What other route could the United States have taken? The International Criminal Court could not be used to try the Guantanamo Bay prisoners because the Rome Treaty applies prospectively only, and the prisoners were captured before the Treaty came into force in July 2002. The United States courts could have assumed universal jurisdiction for war crimes. The prisoners would have received fair trials before ordinary United States courts. It would have been an acceptable solution. On the other hand, the Muslim world would probably not have accepted this as impartial justice. The best course would have been to set up through the Security Council an ad hoc international tribunal. That would have ensured that justice is done and seen to be done.

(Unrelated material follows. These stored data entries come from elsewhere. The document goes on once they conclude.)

PR #776, opened 2022-12-15
Use empty() method to check for emptiness

ghpvnist:


sdasgup3 (approved):

burmako:
Since this is "Migrate from MHLO", what is the corresponding MLIR-HLO commit?

Issue #778, opened 2022-12-16
Disable shape functions for ConvolutionOp and DotOp


zhouxin913:
For many ops, not all components of return type can be inferred, for example,
- The return element type of DotOp / DotGeneralOp
- The return shape of ReshapeOp / RngBitGeneratorOp 

We could add the type inference in ODS, with a less restricted isCompatibleReturnTypes() which only checks the compatibility of some components while ignoring others. However, this will crash the auto generated Python API and JAX. So that we should only implement verifiers for this ops and call the shape function if needed instead.

burmako:
"However, this will crash the auto generated Python API and JAX". To elaborate on this: these APIs will not crash, but they will be unusable from JAX because they produce wrong results (since e.g. shape functions for ConvolutionOp, DotOp and DotGeneralOp don't take preferred element type into account).

ghpvnist:
With migrating MHLO changes to StableHLO and some StableHLO changes migrating to HLO, there is a conflict with a negative test for DotOp's precision_config verification. #780 removes this test, which may be added later once this lands.

PR #441, opened 2022-11-04
Add spec for ConvolutionOp

sdasgup3:
fixes #359 

The PR addresses the followings:
1. Spec of ConvolutionOp
2. Clarify the semantics of `precision_config` : The precision_config parameter is a array of enums without any constraint on its size. Need to resolve this.  
    - update: Added constraints on the parameter.  With that the verifier is in sync with this spec. Also added https://github.com/openxla/stablehlo/issues/445 for further exploration.
4. Fix https://github.com/openxla/stablehlo/pull/360#issuecomment-1282808168
5. Avoid disabling clang formatting in StablehloOps.cpp.
6. Address https://github.com/openxla/stablehlo/issues/399

Only missing peice:

The constraint between output feature size and input batch size. Working on getting a better understanding on this: Done

Type inference should be "revisit" as well because of #600.

PR #780, opened 2022-12-16
Remove DotOp verifier

### LINKED ISSUE #682: Consider remove DotOp verifier
### Request description

This is redundant with the automatic verification from `InferTypeOpInterface` and also doesn't allow a more dynamic output type than the input types, unlike all other mhlo ops.

https://github.com/tensorflow/mlir-hlo/commit/e2506b2bd10911f834db447c636be5963d1af107

ghpvnist:
Removes negative DotOp test since the verifier is removed.
closes #682

### DIFF
--- a/stablehlo/tests/ops_stablehlo.mlir
+++ b/stablehlo/tests/ops_stablehlo.mlir
@@ -1513,7 +1513,7 @@ func.func @dot_more_dynamic_output_type(%arg0: tensor<3xf32>, %arg1: tensor<?x3x
 // -----
 
 func.func @dot_illegal_result_type(%arg0: tensor<?x3xf32>, %arg1: tensor<3xf32>) -> tensor<3x?xf32> {
-// expected-error@+1 {{'mhlo.dot' op inferred type(s) 'tensor<?xf32>' are incompatible with return type(s) of operation 'tensor<3x?xf32>'}}
+// expected-error@+1 {{'stablehlo.dot' op inferred type(s) 'tensor<?xf32>' are incompatible with return type(s) of operation 'tensor<3x?xf32>'}}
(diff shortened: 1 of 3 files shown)


ghpvnist:
Depending on the integrate/PR merge timeline, this change may not need to be propagated to MHLO.

stablehlo/tests/ops_stablehlo.mlir
```diff
@@ -1505,16 +1497,15 @@ func.func @dot_bad_precision_config(%arg0: tensor<2x2xi32>, %arg1: tensor<2x2xi3
 
 // -----
 
-func.func @dot_illegal_input_type(%arg0: tensor<3xf32>, %arg1: tensor<?x3xf32>) -> tensor<?xf32> {
-  // expected-error@+1 {{Unexpected result type: has 'tensor<?xf32>' but inferred 'tensor<3xf32>' from operands 'tensor<3xf32>' and 'tensor<?x3xf32>}}
+func.func @dot_more_dynamic_output_type(%arg0: tensor<3xf32>, %arg1: tensor<?x3xf32>) -> tensor<?xf32> {
```
sdasgup3, line 1500: It seems that you keep the tests as they are there in https://github.com/tensorflow/tensorflow/blob/82c38106d03c15efe3ee53401e3527348a62a8cb/tensorflow/compiler/xla/mlir_hlo/tests/Dialect/mhlo/ops.mlir#L1099.

No action.

sdasgup3 (approved):

stablehlo/tests/ops_stablehlo.mlir
ghpvnist: The above comment was for removing the test related to DotOp precision_config since the recent change in StableHLO #441, once migrated, will fail in MHLO since DotOp has already been removed there and there are currently discrepancies between the two, which #778 will aim to fix.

There is, of course, a dilemma facing democracies. Aharon Barak, President of the Supreme Court of Israel, presided in a case in which the court held that the violent interrogation of a suspected terrorist is not lawful even if doing so may save human life by preventing impending terrorist acts. He said:
“Sometimes, a democracy must fight with one hand tied behind its back. Nonetheless, it has the upper hand. Preserving the rule of law and recognition of individual liberties constitute an important component of its understanding of security. At the end of the day, they strengthen its spirit and strength and allow it to overcome its difficulties.” Such restraint is at the very core of democratic values.
It may be appropriate to pose a question: Ought the British government to make plain publicly and unambiguously its condemnation of the utter lawlessness at Guantanamo Bay?
John Donne, who preached in the Chapel of Lincoln’s Inn, gave the context of the question more than four centuries ago:
“No man is an Island, entire of it self; every man is a piece of the Continent, a part of the main; any man’s death diminishes me, because I am involved in Mankind; And therefore never send to know for whom the bell tolls; it tolls for thee.”
Lord Johan Steyn of Swafield is a Lord of Appeal in Ordinary, one of the 12 judges who sit on the UK?s highest court.